----- Records for this task -----
PR #4485, opened 2020-01-11
Issue 4451: (SegmentStore) Enhancing Segment Attribute Tier 2 Sync

### LINKED ISSUE #4451: BTree Data Corruption on NFS mounts
**Problem description**
Found while running load tests:
```
io.pravega.segmentstore.server.DataCorruptionException: BTreeIndex operation failed. Index corrupted.
	at io.pravega.segmentstore.server.attributes.SegmentAttributeBTreeIndex.handleIndexOperationException(SegmentAttributeBTreeIndex.java:647)
...
Caused by: io.pravega.common.util.IllegalDataFormatException: Wrong footer information. RootPage Offset (236958) + Length (974) exceeds Footer Offset (237568).
	at io.pravega.common.util.btree.BTreeIndex.initialize(BTreeIndex.java:215)
	at io.pravega.common.util.btree.BTreeIndex.lambda$null$0(BTreeIndex.java:196)
	... 11 common frames omitted
```

**Problem location**
BTree Index.

TBD

andreipaduroiu:
**Change log description**  
- Storing Segment Attribute BTreeIndex Root Pointer as a Core Attribute on the parent segment, every time the BTreeIndex is updated.
- Split out the Tier 2 Attribute sync logic out of SegmentAggregator into its own class (AttributeAggregator).
- Allowing certain UpdateAttributeOperations to be executed after the Segment is sealed.

**Purpose of the change**  
Fixes #4451. 

**What the code does**  
- Segment Attribute BTreeIndex Root Pointer
    - Changed BTreeIndex to return the offset of the root page with every update. The upstream code (StorageWriter and sub-components) will take this value and store it in a core attribute (`Attributes.ATTRIBUTE_SEGMENT_ROOT_POINTER`).
    - Upon recovery, the BTreeIndex is initialized with both the Attribute Segment Length (as before) and the root pointer value (if available). The BTreeIndex will use the root pointer to initialize and if not available, it uses the length to infer that (for backwards compatibility).
    - This helps with the situations when a BTreeIndex update was only partially written to Tier 2, in which case a subsequent recovery would have been unable to reinitialize the index. By storing the root offset **after** the write is complete we guarantee to always have a working view/version of the BTree to use.
- Allowing certain `UpdateSegmentAttributeOperation`s to execute after the segment is sealed
    - This is necessary because we may seal the segment immediately after updating some attributes on it, so by the time those attributes are sync-ed to Tier 2, it would be impossible to update the Root Pointer in the Segment's Metadata (due to it being sealed), which would cause us to not be able to access the latest updates in that BTreeIndex.
    - Added a flag to this operation to mark it as `Internal`. If it is internal and only updates core attributes, then it is allowed to be executed after a segment is sealed. (Note that Core Attributes have a different lifecycle than extended attributes; they are always pinned to memory and, when the segment is evicted, they are stored in the Segment's Metadata, not in the BTreeIndex).
- Splitting Tier 2 data sync and Attribute Sync
    - SegmentAggregator was getting too big and complex and it was becoming hard to provide specialized handling for Tier 2 Attribute Sync.
    - Created `AttributeAggregator` which aggregates attributes and only persists them to Tier2 when certain flush conditions are met (either time-based or when a minimum number of attributes are accumulated). This should significantly reduce the number of BTreeIndex updates, thus keeping its size small(er) and improving Tier 2 data sync (previously, every Tier 2 data sync would require writing both the segment data and attribute data, which could slow things down).
    - The `AttributeAggregator` asynchronously updates the core attributes (`ATTRIBUTE_SEGMENT_ROOT_POINTER` and `ATTRIBUTE_SEGMENT_PERSIST_SEQ_NO`) to avoid a situation where it would be subject to Tier 1 throttling (which would essentially deadlock the StorageWriter and Tier 1).
    - The StorageWriter now has 3 processors for each Segment: `SegmentAggregator`, `AttributeAggregator` and `WriterTableSegmentProcessor` (the latter only for Table Segments). Each of these is passed every operation in the `DurableLog` and such an operation is acked/truncated out of DurableLog/Tier1 only after all processors have successfully sync-ed it to Tier2. (This functionality was already present and was not added as part of this change).

**How to verify it**  
All existing and new tests must pass. System and longevity tests must pass as well.


common/src/main/java/io/pravega/common/util/btree/BTreeIndex.java
```diff
@@ -790,14 +792,17 @@ private ByteArraySegment generateMinKey() {
         long rootMinOffset = lastPage.getMinOffset();
         assert rootMinOffset >= 0 : "root.MinOffset not set";
         return this.write.apply(pages, oldOffsets, rootMinOffset, timeout)
-                         .thenApply(indexLength -> setState(indexLength, rootOffset, rootLength).length);
+                .thenApply(indexLength -> {
+                    setState(indexLength, rootOffset, rootLength);
```
eolivelli: Will some sort of compare-and-set help here in preventing races?
You know the expected previous **state**

andreipaduroiu: It's not just in memory state that I care about. What I noticed is that, at least for NFS Tier 2 mounts, even if I send a 1MB data block, if we crash while writing it, part of it may have been durably stored onto whatever is behind the NFS mount. While not a problem for regular stream segments (since they're append-only and we can always resume from where we left off), for BTreeIndex it's different. It needs the file (at least the last 12 bytes of it) to be structured, otherwise it won't be able to read the BTree Pages properly. If we wanted to write 10 pages, for example, but crashed after writing 6.5 of them, then the data structure won't be able to recover afterwards.

Going back to your question. I need to persist **somewhere** the pointer to the root page of the BTree index. Previously it was the last 12 bytes of the Attribute File, but since that's not reliable, one of the changes in this PR is to also store it in the main Segment's Core Attributes (these attributes have a different lifecycle so they're not susceptible to this problem). If we crash in the middle of a write (or just after a good write but before persisting the new pointer), we'll always be able to recover from the previous BTree Index pointer, and try again.

Please wait until I finish this PR. I only submitted it so I can get some Travis builds done and get some system tests executed, but I am not ready for review. I'll add the appropriate description and explanations when I'm done, most likely in a few days.

segmentstore/server/src/main/java/io/pravega/segmentstore/server/writer/WriterConfig.java
```diff
@@ -52,6 +53,12 @@
     @Getter
     private final Duration flushThresholdTime;
 
+    /**
+     * The minimum number of attributes that should accumulate before flushing them into the Attribute Index.
```
tkaitchuck: It seems odd to configure a minimum in terms of a count without also providing some sort of bound. Like maybe based on time. Otherwise it could sit unflushed indefinitely.

segmentstore/server/src/test/java/io/pravega/segmentstore/server/writer/AttributeAggregatorTests.java
```diff
@@ -0,0 +1,784 @@
...
+/**
+ * Unit test for the {@link AttributeAggregator} class.
+ */
+public class AttributeAggregatorTests extends ThreadPooledTestSuite {
+    private static final int CONTAINER_ID = 0;
+    private static final long SEGMENT_ID = 123;
+    private static final String SEGMENT_NAME = "Segment";
+    private static final byte[] APPEND_DATA = SEGMENT_NAME.getBytes();
+    private static final UUID CORE_ATTRIBUTE_ID = Attributes.EVENT_COUNT;
+    private static final List<UUID> EXTENDED_ATTRIBUTE_IDS = IntStream.range(0, 20).mapToObj(i -> UUID.randomUUID()).collect(Collectors.toList());
```
tkaitchuck: This should be an immutable list.

segmentstore/server/src/test/java/io/pravega/segmentstore/server/containers/StreamSegmentContainerTests.java
```diff
@@ -143,6 +145,11 @@
  * DurableDataLog.
  */
 public class StreamSegmentContainerTests extends ThreadPooledTestSuite {
+    /**
+     * Auto-generated attributes which are not set externally but maintained internally. To ease our testing, we will
+     * exclude these from all our checks.
+     */
+    private static final Collection<UUID> AUTO_ATTRIBUTES = Sets.newHashSet(Attributes.ATTRIBUTE_SEGMENT_ROOT_POINTER, Attributes.ATTRIBUTE_SEGMENT_PERSIST_SEQ_NO);
```
tkaitchuck: This should be an immutable set.

segmentstore/server/src/main/java/io/pravega/segmentstore/server/writer/SegmentAggregator.java
```diff
@@ -331,26 +322,23 @@ public String toString() {
     @Override
     public void add(SegmentOperation operation) throws DataCorruptionException {
         ensureInitializedAndNotClosed();
+        if (!(operation instanceof StorageOperation)) {
```
tkaitchuck: Between this and the Javadoc at the top of the file it seems like maybe a refactoring is due.

segmentstore/server/src/main/java/io/pravega/segmentstore/server/writer/AttributeAggregator.java
```diff
@@ -0,0 +1,477 @@
...
+        Exceptions.checkNotClosed(isClosed(), this);
+        Preconditions.checkArgument(
+                operation.getStreamSegmentId() == this.metadata.getId(),
+                "Operation '%s' refers to a different Segment than this one (%s).", operation, this.metadata.getId());
+        if (isSegmentDeleted()) {
+            return;
+        }
+
+        boolean processed = false;
+        if (operation instanceof StreamSegmentSealOperation) {
```
tkaitchuck: Would an enum be better here?

segmentstore/server/src/main/java/io/pravega/segmentstore/server/writer/AttributeAggregator.java
```diff
@@ -0,0 +1,477 @@
...
+
+    //endregion
+
+    //region AggregatedAttributes
+
+    /**
+     * Aggregates pending Attribute Updates.
+     */
+    private static class State {
+        private final HashMap<UUID, Long> attributes;
```
tkaitchuck: The other members of this class are atomics and this is a normal hashmap which is accessed by `include` without any synchronization. This looks like a bug.

segmentstore/server/src/main/java/io/pravega/segmentstore/server/writer/WriterConfig.java
andreipaduroiu: There already is a time bound (see line 54 above). It's the same setting used for the regular segment transfer; I decided I didn't want another setting that would have essentially the same value.

segmentstore/server/src/main/java/io/pravega/segmentstore/server/writer/AttributeAggregator.java
andreipaduroiu: Good catch. Fixed.

segmentstore/server/src/test/java/io/pravega/segmentstore/server/containers/StreamSegmentContainerTests.java
andreipaduroiu: Fixed.

segmentstore/server/src/test/java/io/pravega/segmentstore/server/writer/AttributeAggregatorTests.java
andreipaduroiu: Fixed.

segmentstore/server/src/main/java/io/pravega/segmentstore/server/writer/AttributeAggregator.java
andreipaduroiu: That means I'd need to maintain an enum for the types of Operations, where each operation would have a getter that returns its enum value. That would resolve the `instanceof` but I would still need to cast them eventually to the correct type, so I am not sure we're going to get much benefit out of it. The downside of that would be the need to ensure that the enum matches the operation type; at least with `instanceof` and cast we don't need to worry about that problem.

segmentstore/server/src/main/java/io/pravega/segmentstore/server/writer/SegmentAggregator.java
andreipaduroiu: Well this was a refactoring. The `SegmentAggregator` deals exclusively with transferring data within the segment and the `AttributeAggregator` handles attribute transfer.

I decided to keep segment deletion logic in here because we want to remember to delete attributes when we delete the segment, when we merge it, and one more complex situation. Instead of doing it twice, I preferred to keep that part in one place.

I don't understand what is wrong with this line though. The `SegmentAggregator` only handles `StorageOperation`s; all other types of operations are `MetadataOperation`s are not its responsibility. There are other processors for each segment within the StorageWriter, and each deals with its own types of operations. `WriterTableProcessor` only handles append operations, `AttributeAggregator` handles `AttributeUpdaterOperations` (appends & attribute updates) and this handles appends, seals, mergers, deletes, truncates, etc. In other words, anything which applies directly to Tier 2 is a `StorageOperation` and is handled by this class, while others are a bit more specialized and do not touch Tier 2 (directly).

andreipaduroiu: Let's see if I can explain. The `StorageWriter` picks Operations (all of them) from Tier1/DurableLog. The `StorageWriter` also has `WriterProcessors` for each active segment in the container. A `WriterProcessor` has a `SegmentAggregator`, an `AttributeAggregator` (new in this PR) and a `WriterTableProcessor` (for Table Segments).

The `StorageWriter` picks operation from Tier 1 (in order) and sends them to all its `WriterProcessor`s, which in turn sends them to all of the aggregators sub-processors. So from this POV, it is using the visitor pattern (in a way). The operations themselves are immutable, but each Processor/Aggregator knows which operations it needs to process and will just ignore the rest. IMO, this can be done in two ways: the current way, in which all processors see all operations and decide which ones they use, and another in which they register with the StorageWriter to send them only those operations they care about. I just happen to do the former, because even if it accepts an operation of a given type, it may end up ignoring it due to other factors.

tkaitchuck: That sounds reasonable. 
Alternatively: You could also make WriterProcessor the one to send some types to the SegmentAddregator and others to the WriterTableProcessor. (Obviously this makes it more aware of what those classes are doing, so its up to you as to whether that falls too far outside of its current responsibilities.)

andreipaduroiu: Good suggestion. Since this is outside of the scope of this change, I captured this in https://github.com/pravega/pravega/issues/4493, which also includes an additional refactoring of the StorageWriter to make it more efficient.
-----
Required action - Please make an exact copy of the lines above from the line with "Issue 4451: (SegmentStore)" through the line with "Fixes #4451.", both ends included.

Exercise answer -
Issue 4451: (SegmentStore) Enhancing Segment Attribute Tier 2 Sync

### LINKED ISSUE #4451: BTree Data Corruption on NFS mounts
**Problem description**
Found while running load tests:
```
io.pravega.segmentstore.server.DataCorruptionException: BTreeIndex operation failed. Index corrupted.
	at io.pravega.segmentstore.server.attributes.SegmentAttributeBTreeIndex.handleIndexOperationException(SegmentAttributeBTreeIndex.java:647)
...
Caused by: io.pravega.common.util.IllegalDataFormatException: Wrong footer information. RootPage Offset (236958) + Length (974) exceeds Footer Offset (237568).
	at io.pravega.common.util.btree.BTreeIndex.initialize(BTreeIndex.java:215)
	at io.pravega.common.util.btree.BTreeIndex.lambda$null$0(BTreeIndex.java:196)
	... 11 common frames omitted
```

**Problem location**
BTree Index.

TBD

andreipaduroiu:
**Change log description**  
- Storing Segment Attribute BTreeIndex Root Pointer as a Core Attribute on the parent segment, every time the BTreeIndex is updated.
- Split out the Tier 2 Attribute sync logic out of SegmentAggregator into its own class (AttributeAggregator).
- Allowing certain UpdateAttributeOperations to be executed after the Segment is sealed.

**Purpose of the change**  
Fixes #4451. 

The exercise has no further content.